Extracted data entries
★ ★ ★ ★ ★

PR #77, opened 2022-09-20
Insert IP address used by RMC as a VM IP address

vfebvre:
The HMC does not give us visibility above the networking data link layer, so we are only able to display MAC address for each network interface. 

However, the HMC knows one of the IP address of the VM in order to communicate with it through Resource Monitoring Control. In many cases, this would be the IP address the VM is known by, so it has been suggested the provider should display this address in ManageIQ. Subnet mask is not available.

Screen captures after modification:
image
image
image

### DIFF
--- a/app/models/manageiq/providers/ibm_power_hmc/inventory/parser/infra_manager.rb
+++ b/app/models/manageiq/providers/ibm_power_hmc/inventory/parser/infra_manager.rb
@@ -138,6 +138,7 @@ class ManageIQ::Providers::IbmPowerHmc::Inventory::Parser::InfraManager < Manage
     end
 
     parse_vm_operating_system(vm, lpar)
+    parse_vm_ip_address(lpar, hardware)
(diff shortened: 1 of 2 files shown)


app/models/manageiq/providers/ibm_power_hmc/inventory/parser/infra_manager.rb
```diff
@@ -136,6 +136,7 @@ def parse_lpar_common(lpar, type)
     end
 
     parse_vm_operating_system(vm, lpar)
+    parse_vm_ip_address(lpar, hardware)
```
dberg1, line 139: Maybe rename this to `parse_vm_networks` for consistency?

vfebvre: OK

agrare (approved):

★ ★ ★ ★ ★

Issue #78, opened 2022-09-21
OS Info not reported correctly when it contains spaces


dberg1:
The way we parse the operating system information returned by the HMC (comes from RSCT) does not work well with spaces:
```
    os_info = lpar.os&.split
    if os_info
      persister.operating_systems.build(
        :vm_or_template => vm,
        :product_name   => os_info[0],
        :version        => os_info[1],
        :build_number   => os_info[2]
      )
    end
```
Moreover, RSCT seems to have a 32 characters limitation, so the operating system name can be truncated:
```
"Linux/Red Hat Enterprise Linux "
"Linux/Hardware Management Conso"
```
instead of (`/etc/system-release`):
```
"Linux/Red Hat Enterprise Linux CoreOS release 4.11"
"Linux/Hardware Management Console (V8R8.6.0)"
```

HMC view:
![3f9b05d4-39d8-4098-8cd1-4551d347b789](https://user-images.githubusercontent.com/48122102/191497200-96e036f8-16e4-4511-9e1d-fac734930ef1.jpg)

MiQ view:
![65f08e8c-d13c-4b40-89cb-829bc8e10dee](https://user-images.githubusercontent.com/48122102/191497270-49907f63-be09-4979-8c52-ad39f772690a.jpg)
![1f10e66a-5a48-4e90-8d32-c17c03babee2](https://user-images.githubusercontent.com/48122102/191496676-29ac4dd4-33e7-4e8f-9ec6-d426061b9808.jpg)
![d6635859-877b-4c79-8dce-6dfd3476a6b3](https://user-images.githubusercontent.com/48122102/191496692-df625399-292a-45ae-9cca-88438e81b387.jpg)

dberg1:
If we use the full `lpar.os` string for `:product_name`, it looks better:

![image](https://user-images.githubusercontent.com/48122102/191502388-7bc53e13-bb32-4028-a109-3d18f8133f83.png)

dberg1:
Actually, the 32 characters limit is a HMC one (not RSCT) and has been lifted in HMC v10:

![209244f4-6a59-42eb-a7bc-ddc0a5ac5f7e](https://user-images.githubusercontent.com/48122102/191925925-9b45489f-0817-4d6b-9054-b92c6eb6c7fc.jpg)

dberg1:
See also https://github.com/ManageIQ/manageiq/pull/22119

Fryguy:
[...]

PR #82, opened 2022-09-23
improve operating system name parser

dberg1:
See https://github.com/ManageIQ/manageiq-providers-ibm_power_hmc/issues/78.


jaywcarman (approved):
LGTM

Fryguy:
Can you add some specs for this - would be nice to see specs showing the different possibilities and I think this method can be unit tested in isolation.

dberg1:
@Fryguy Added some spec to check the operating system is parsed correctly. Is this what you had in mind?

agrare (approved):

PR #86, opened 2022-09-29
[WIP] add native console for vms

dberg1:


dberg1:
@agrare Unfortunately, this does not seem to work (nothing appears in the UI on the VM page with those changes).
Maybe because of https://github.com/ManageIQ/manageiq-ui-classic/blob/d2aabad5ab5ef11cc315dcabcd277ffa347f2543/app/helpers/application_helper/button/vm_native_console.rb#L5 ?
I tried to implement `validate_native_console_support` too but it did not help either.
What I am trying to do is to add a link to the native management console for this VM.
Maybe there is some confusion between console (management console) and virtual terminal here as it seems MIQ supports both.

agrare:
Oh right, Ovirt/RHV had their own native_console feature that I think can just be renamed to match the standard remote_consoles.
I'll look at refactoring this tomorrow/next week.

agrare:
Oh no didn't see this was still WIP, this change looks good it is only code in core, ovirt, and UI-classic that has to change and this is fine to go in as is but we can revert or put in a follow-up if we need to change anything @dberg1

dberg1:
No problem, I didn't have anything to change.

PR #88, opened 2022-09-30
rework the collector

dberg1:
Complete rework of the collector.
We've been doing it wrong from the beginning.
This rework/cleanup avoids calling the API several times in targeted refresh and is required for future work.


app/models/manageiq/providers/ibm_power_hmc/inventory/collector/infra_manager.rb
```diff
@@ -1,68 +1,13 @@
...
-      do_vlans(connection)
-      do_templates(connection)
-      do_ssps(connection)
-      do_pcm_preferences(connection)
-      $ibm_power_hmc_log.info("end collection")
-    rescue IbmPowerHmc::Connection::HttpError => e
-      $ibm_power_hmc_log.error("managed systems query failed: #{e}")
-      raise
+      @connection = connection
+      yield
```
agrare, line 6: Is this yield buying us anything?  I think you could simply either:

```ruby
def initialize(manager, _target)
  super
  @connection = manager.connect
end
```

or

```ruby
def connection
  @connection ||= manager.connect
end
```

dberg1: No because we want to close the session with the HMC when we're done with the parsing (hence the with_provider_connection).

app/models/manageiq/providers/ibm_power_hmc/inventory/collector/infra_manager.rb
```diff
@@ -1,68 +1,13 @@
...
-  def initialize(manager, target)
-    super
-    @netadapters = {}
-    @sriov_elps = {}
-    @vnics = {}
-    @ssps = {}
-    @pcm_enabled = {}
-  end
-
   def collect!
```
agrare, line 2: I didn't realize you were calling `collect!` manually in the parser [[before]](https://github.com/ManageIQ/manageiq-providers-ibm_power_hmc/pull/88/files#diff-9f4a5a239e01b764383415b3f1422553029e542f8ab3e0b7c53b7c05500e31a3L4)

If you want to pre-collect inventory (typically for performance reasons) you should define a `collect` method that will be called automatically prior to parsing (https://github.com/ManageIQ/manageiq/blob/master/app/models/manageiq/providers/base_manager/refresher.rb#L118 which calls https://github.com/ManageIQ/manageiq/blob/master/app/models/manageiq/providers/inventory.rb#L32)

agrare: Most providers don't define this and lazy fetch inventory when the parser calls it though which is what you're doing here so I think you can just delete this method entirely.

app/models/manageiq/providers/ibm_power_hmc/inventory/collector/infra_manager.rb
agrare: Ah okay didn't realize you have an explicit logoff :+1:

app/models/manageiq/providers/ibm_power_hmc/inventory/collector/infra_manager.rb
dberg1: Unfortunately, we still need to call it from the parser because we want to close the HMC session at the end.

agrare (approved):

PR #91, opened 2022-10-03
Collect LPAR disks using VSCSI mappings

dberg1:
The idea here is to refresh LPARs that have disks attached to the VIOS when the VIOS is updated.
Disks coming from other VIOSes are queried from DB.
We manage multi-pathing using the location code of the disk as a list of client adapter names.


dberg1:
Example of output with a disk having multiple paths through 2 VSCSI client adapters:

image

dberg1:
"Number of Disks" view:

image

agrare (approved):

★ ★ ★ ★ ★

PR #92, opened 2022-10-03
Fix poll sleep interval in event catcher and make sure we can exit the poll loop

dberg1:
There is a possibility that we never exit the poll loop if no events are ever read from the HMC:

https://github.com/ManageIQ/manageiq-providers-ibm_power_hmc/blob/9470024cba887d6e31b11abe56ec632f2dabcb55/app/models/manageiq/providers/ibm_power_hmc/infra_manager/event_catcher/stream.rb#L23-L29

★ ★ ★ ★ ★

--- Directions ---
Copy each line of the records containing the string "session".

--- Answer for the task ---
dberg1: No because we want to close the session with the HMC when we're done with the parsing (hence the with_provider_connection).
dberg1: Unfortunately, we still need to call it from the parser because we want to close the HMC session at the end.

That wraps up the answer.